EmbeddingIndex#
EmbeddingIndex#
hsfs.embedding.EmbeddingIndex(index_name=None, features=None, col_prefix=None)
Represents an index for managing embedding features.
Arguments
- index_name
str | None
: The name of the embedding index. The name of the project index is used if not provided. - features
List[hsfs.embedding.EmbeddingFeature] | None
: A list ofEmbeddingFeature
objects for the features that contain embeddings that should be indexed for similarity search. - col_prefix
str | None
: The prefix to be added to column names when using project index. It is managed by Hopsworks and should not be provided.
Example
embedding_index = EmbeddingIndex()
embedding_index.add_embedding(name="user_vector", dimension=256)

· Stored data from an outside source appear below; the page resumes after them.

PR #270, opened 2023-11-10
Randomly offset retention and expiration time.

fische:
Randomly offset retentionTime and expiryTime for each job so the goroutines don't all wake up at the same time. This is a bit of a hack, a proper fix will be raised soon.


ChangeLog
```diff
@@ -1,3 +1,9 @@
+Version 11.6.1
```
Garbett1, line 1: This is going to conflict with https://github.com/thought-machine/please-servers/pull/269 when we land, but we should see that soon.

fische: Yeah I know. As said on that PR, I'll land it later in case it breaks something

Garbett1 (approved):

PR #272, opened 2023-11-10
Don't use Allow, because that consumes tokens

Garbett1:
The previous code was consuming tokens when it meant to only check them. This meant that we effectively skipped all Redis operations.


mettle/worker/redis.go
```diff
@@ -95,7 +95,7 @@ func (r *redisClient) ReadBlob(dg *pb.Digest) ([]byte, error) {
 	ctx, cancel := context.WithTimeout(context.Background(), r.timeout)
 	defer cancel()
 
-	if r.limiter.Allow() {
+	if r.limiter.Tokens() < 1.0 {
```
peterebden, line 98: >= 1.0, no?

(the other looks correct)

Garbett1: Ah, yes. Mistakenly did both at the same time.

fische (approved):

PR #274, opened 2024-01-06
Add GCP Cloud profiler support

Garbett1:
Add optional support for sending profiling information to GCP Cloud Profiler.


.github/workflows/codeql-analysis.yml
```diff
@@ -18,7 +18,7 @@ jobs:
   analyze:
     name: Analyze
     # TODO(jpoole): set this back to ubuntu-latest once https://github.com/actions/virtual-environments/issues/1816 lands
```
peterebden, line 20: you can remove this line now

cli/cli.go
```diff
@@ -29,24 +31,41 @@ type LoggingOpts struct {
 }
 
 // AdminOpts is a re-export of the admin type so servers don't need to import it directly.
-type AdminOpts = admin.Opts
+type AdminOpts struct {
+	admin.Opts
```
peterebden, line 35: I dunno what the linter is moaning about here. Should be fine.

cli/cli.go
```diff
@@ -29,24 +31,41 @@ type LoggingOpts struct {
...
+	EnableGcpProfiling bool `long:"gcp_profiling" description:"Enable pushing profiles to GCP Cloud profiling." env:"ADMIN_GCP_PROFILING"`
+}
 
 // ParseFlagsOrDie parses incoming flags and sets up logging etc.
 func ParseFlagsOrDie(name string, opts interface{}, loggingOpts *LoggingOpts) (string, logging.LogLevelInfo) {
 	cmd := flags.ParseFlagsOrDie(name, opts)
 	info := logging.MustInitStructuredLogging(loggingOpts.Verbosity, loggingOpts.FileVerbosity, loggingOpts.LogFile, loggingOpts.Structured)
 	if _, err := maxprocs.Set(maxprocs.Logger(log.Notice), maxprocs.Min(1)); err != nil {
-		log.Error("Failed to set GOMAXPROCS: %s", err)
+		log.Errorf("Failed to set GOMAXPROCS: %s", err)
```
peterebden, line 44: I don't think it matters which of these we call, but fine either way

third_party/proto/resourceusage/BUILD
```diff
@@ -1,6 +1,9 @@
 # This is a vendorised copy of Buildbarn's resource usage proto for display in the browser.
 proto_library(
     name = "resourceusage",
-    srcs = ["resourceusage.proto"],
+    srcs = [
+        "resourceusage.proto",
+        "resourceusage.pb.go",
```
peterebden, line 6: This doesn't seem right. The proto_library emits this file

peterebden (commented):
Interesting!

I dunno what the linter is so annoyed about... it seems confused

third_party/proto/resourceusage/BUILD
Garbett1: So, this is `puku fmt` that is doing this. I had reverted that change in a previous commit, and not sure _why_ Puku feels the need to do that.

.github/workflows/codeql-analysis.yml
Garbett1: Done

cli/cli.go
Garbett1: Yeah, going to attempt to explicitly import as `admin`

peterebden (approved):
Nice!

PR #277, opened 2024-02-09
Set lowercase names for the profiler to work.

Garbett1:
GCP Cloud profiler gave me the following error:

```
service name \"Elan\" does not match regular expression ^[a-z0-9]([-a-z0-9_.]{0,253}[a-z0-9])?$
```

This lowercases all those service names, and puts a backstop in there just in case.


peterebden (dismissed):
capital letters are deprecated

fische (approved):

embeddings = embedding_index.get_embeddings()
Properties#
col_prefix#
str: The prefix to be added to column names.
feature_group#
FeatureGroup: The feature group object that contains the embedding feature.
index_name#
str: The name of the embedding index.
Methods#
add_embedding#
EmbeddingIndex.add_embedding(name, dimension, similarity_function_type="l2_norm", model=None)
Adds a new embedding feature to the index.
Example:
embedding_index = EmbeddingIndex()
embedding_index.add_embedding(name="user_vector", dimension=256)

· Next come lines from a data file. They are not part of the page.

PR #281, opened 2024-02-20
Periodically delete jobs in Mettle api server

Hamishpk:
At times of high load the current method of scheduling actions for deletion using individual goroutines is causing connection/context deadline exceeded errors. 

This change hopes to improve this by managing the deletion of jobs through one routine. Every 10 minutes the server will loop through all the jobs and delete it if:

-  The job is complete and over the retention time (5 minutes)
-  The job is incomplete, has no listeners and within the expiry time (60 minutes)
-  The job is incomplete and outside of two times the expiry time (120 minutes)

I remember we had some nasty bugs a few years ago around this so I've added a bunch of tests for shouldDeleteJobs. I think this should cover all our cases but am slightly worried an empty job (done==false, LastUpdate == beginning of time) would be deleted. We never set an empty job so shouldn't be an issue but could be convinced to add a special case for this)


mettle/api/api.go
```diff
@@ -554,55 +553,32 @@ func (s *server) process(msg *pubsub.Message) {
...
-func (s *server) expireJob(hash string) {
-	time.Sleep(expiryTime + time.Duration(rand.Int63n(int64(expiryTime))))
-	if s.maybeExpireJob(hash, false) {
-		return
+func (s *server) periodicallyDeleteJobs() {
+	for range s.deleteJobsTicker.C {
+		for digest, job := range s.jobs {
+			if shouldDeleteJob(job) {
+				s.mutex.Lock()
+				defer s.mutex.Unlock()
```
peterebden, line 565: You shouldn't defer this here. The defer won't be run until the function exits so you'll deadlock this pretty quickly.
Either pull the inner part out to its own function or maybe just manually unlock when done (since the code inside it is very simple)

I think this is what the linter is trying to tell you about although I'm not sure why it doesn't comment  here

Hamishpk: Ahh of course! This was blindly pulled out of the old delete job, have updated to unlock once we have deleted from the map. Thanks

Hamishpk:
After an in-person chat with @fische it was decided to go for @peterebden suggestion of locking the whole map. I have added a metric to track the time of this and will refactor if it proves to be troublesome

mettle/api/api.go
```diff
@@ -554,55 +560,34 @@ func (s *server) process(msg *pubsub.Message) {
...
-	}
-}
-
-// expireJob expires an action that hasn't progressed.
-func (s *server) expireJob(hash string) {
-	time.Sleep(expiryTime + time.Duration(rand.Int63n(int64(expiryTime))))
-	if s.maybeExpireJob(hash, false) {
-		return
+func (s *server) periodicallyDeleteJobs() {
+	startTime := time.Now()
```
fische, line 568: This should be within the loop. The Observe as well

fische (changes requested):

fische (approved):

PR #283, opened 2024-03-03
Update job deletion logic + propagate update times

Garbett1:
The previous deletion logic would always check that the streams were zero-ed before deleting the job: https://github.com/thought-machine/please-servers/commit/0b744c9f805d8d17e70bc12fbc042a37d2c1ecdf#diff-030e4836d83d50a740c86eb47a2780e7a81f170cc5902279ff28ad5122081d37L593

This diff updates the logic to match the previous logic, and updates the `LastUpdated` time in a few places so it's a more accurate measurement.


peterebden (approved):
Nice find!

Hamishpk (commented):
Would you mind swapping 573 and 574? Slight bug in the metrics where it starts recording  before it locks. It's on my to do list but haven't found time :/

Hamishpk (approved):
Nice! Thanks Xander

mettle/api/api.go
```diff
@@ -372,6 +372,10 @@ func (s *server) WaitExecution(req *pb.WaitExecutionRequest, stream pb.Execution
 func (s *server) streamEvents(digest *pb.Digest, ch <-chan *longrunning.Operation, stream pb.Execution_ExecuteServer) error {
 	for op := range ch {
 		op.Name = digest.Hash
+		s.mutex.Lock()
+		j := s.jobs[digest.Hash]
+		j.LastUpdate = time.Now()
+		s.mutex.Unlock()
```
fische, line 378: Should we really update LastUpdate here? This is just sending an event to the client, not updating the actual job that we store in memory

fische:
The stream check was only on the expiration, not on the deletion routine. Not sure if we're expecting any remaining stream once the action has been completed, but it's probably harmless, even safer, just in case.

mettle/api/api.go
Garbett1: I think that makes sense right? If I have an operation that is sending progress events, for each one of them I want to make sure that the jobs liveness property is being incremented. 

If I have a job that takes 10 minutes to run for example, I don't want the `LastUpdate` to be set only at the start when the job is enqueued IMO?

Might be that we should make what `LastUpdate` actually represents clearer.

fische: > If I have a job that takes 10 minutes to run for example, I don't want the LastUpdate to be set only at the start when the job is enqueued IMO?

Why not? To me, this is why we have all those conditions in `shouldDeleteJob`:
```
	if !j.Done && len(j.Streams) == 0 && timeSinceLastUpdate > expiryTime {
		return true
	}
	if !j.Done && timeSinceLastUpdate > 2*expiryTime {
		return true
	}
```
ie if the job is still in progress, we keep it for the expiration time (1h) and while it still has some streams. Otherwise we keep it for 2h.

Garbett1: I'm specifically thinking about this condition:
```
timeSinceLastUpdate := time.Since(j.LastUpdate)
if j.Done && len(j.Streams) == 0 && timeSinceLastUpdate > retentionTime {
                // return true to delete
		return true
}
```

If my job takes 10 minutes to run, and we don't update with progress events, once that job is done we immediately remove it (even if a client might attempt to reconnect)

My understanding is that we are retaining the jobs to smooth that out.

Liu-ko (approved):

PR #284, opened 2024-03-03
Refactor gauge strategy

Garbett1:
Given that the job requests are quite a hot function, and we care only about snapshots of the requests, this refactors it to use a GuageFunc to get the length of the jobs map when it's scraped. 

The registering code needs to close over the `server`, which is the only slighy ugliness of this approach, especially needing to wrap with `sync.Once` otherwise the tests panic.

### DIFF
--- a/mettle/api/api.go
+++ b/mettle/api/api.go
@@ -173,6 +173,8 @@ func serve(opts grpcutil.Opts, name string, queueOpts PubSubOpts, apiURL string,
 			Name:      "requests_current",
 		},
 			func() float64 {
+				srv.mutex.Lock()
+				defer srv.mutex.Unlock()
 				return float64(len(srv.jobs))
 			},
 		))


mettle/api/api.go
```diff
@@ -168,6 +169,19 @@ func serve(opts grpcutil.Opts, name string, queueOpts PubSubOpts, apiURL string,
...
 	}
+
+	// _Technically_ this won't happen more than once in normal running, as we'd only run 1 server, but it does happen in tests.
+	register.Do(func() {
+		prometheus.MustRegister(prometheus.NewGaugeFunc(prometheus.GaugeOpts{
+			Namespace: "mettle",
+			Name:      "requests_current",
+		},
+			func() float64 {
+				return float64(len(srv.jobs))
```
peterebden, line 176: this could introduce a concurrent map read / modification - if the main logic is updating it at the same time as Prometheus tries to scrape it

Garbett1: D'oh. Yeah, brain did not engage on that one.

Hamishpk (approved):

fische (approved):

# Attach a hsml model to the embedding feature
embedding_index = EmbeddingIndex()
embedding_index.add_embedding(name="user_vector", dimension=256, model=hsml_model)
Arguments
- name
str
: The name of the embedding feature. - dimension
int
: The dimensionality of the embedding feature. - similarity_function_type
hsfs.embedding.SimilarityFunctionType | None
: The type of similarity function to be used. - model (hsml.model.Model, optional): The hsml model used to generate the embedding. Defaults to None.
count#
EmbeddingIndex.count(options=None)
Count the number of records in the feature group.
Arguments
- options
map | None
: The options used for the request to the vector database. The keys are attribute values of thehsfs.core.opensearch.OpensearchRequestOption
class.
Returns
int: The number of records in the feature group.
Raises:
ValueError: If the feature group is not initialized. FeaturestoreException: If an error occurs during the count operation.
get_embedding#
EmbeddingIndex.get_embedding(name)
Returns the hsfs.embedding.EmbeddingFeature
object associated with the feature name.
Arguments
- name (str): The name of the embedding feature.
Returns
hsfs.embedding.EmbeddingFeature
object
get_embeddings#
EmbeddingIndex.get_embeddings()
Returns the list of hsfs.embedding.EmbeddingFeature
objects associated with the index.
Returns
A list of hsfs.embedding.EmbeddingFeature
objects
json#
EmbeddingIndex.json()
Serialize the EmbeddingIndex object to a JSON string.
to_dict#
EmbeddingIndex.to_dict()
Convert the EmbeddingIndex object to a dictionary.
Returns: dict: A dictionary representation of the EmbeddingIndex object.